▶ **What the task requires**:
Beginning with the line that includes "Plugin decision fan-outs" and ending with the last line of the listing below, write out each line exactly, with no other output.

▶ **Entries provided**:
PR #2354, opened 2026-09-07
fix(verify): reject same-content verifier writes

Q00:
Refs #2336

## User problem
A deferred verify command could rewrite a file with identical content during settlement and remain accepted because content digests were unchanged.

## Promised contract
A verifier is observational. Any workspace write during settlement replay, including same-content rewrites, invalidates the verification result.

## Implementation boundary
`src/ouroboros/orchestrator/parallel_executor.py`; settlement replay compares workspace file metadata before and after the replay. No change to the configured verification command or retry policy.

## Evidence
`uv run pytest -q tests/unit/orchestrator/test_parallel_executor_verify_by_default.py` and the lateral/verify target suite pass.

### DIFF
--- a/src/ouroboros/mcp/tools/citation_check.py
+++ b/src/ouroboros/mcp/tools/citation_check.py
@@ -130,8 +130,12 @@ def audit_citations(
     deadline = time.monotonic() + total_budget_seconds
     checked = 0
     for url in urls:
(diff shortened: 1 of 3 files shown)


Q00:
Superseded by verify-only PR.

PR #2355, opened 2026-09-07
fix(lateral): preserve decision fanout identity and research contract

Q00:
Refs #2336

## User problem
Decision-mode lateral results lost re-entry identity on the OpenCode plugin path, and `research=true` was omitted from single-persona inline responses.

## Promised contract
Plugin decision fan-outs register and return a `fanout_id` for later synthesis and decision recording. Single-persona deep-tier responses include the evidence contract and expose the research mode.

## Implementation boundary
`lateral_think_handler.py` and its unit tests. Existing unstuck behavior and the citation audit remain unchanged.

## Evidence
`uv run pytest -q tests/unit/mcp/tools/test_lateral_think_handler.py` and the lateral/verify target suite pass.


Q00:
Superseded by separate PRs for fanout identity and single-persona research.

▶ **Output of the task**:
Plugin decision fan-outs register and return a `fanout_id` for later synthesis and decision recording. Single-persona deep-tier responses include the evidence contract and expose the research mode.

## Implementation boundary
`lateral_think_handler.py` and its unit tests. Existing unstuck behavior and the citation audit remain unchanged.

## Evidence
`uv run pytest -q tests/unit/mcp/tools/test_lateral_think_handler.py` and the lateral/verify target suite pass.


Q00:
Superseded by separate PRs for fanout identity and single-persona research.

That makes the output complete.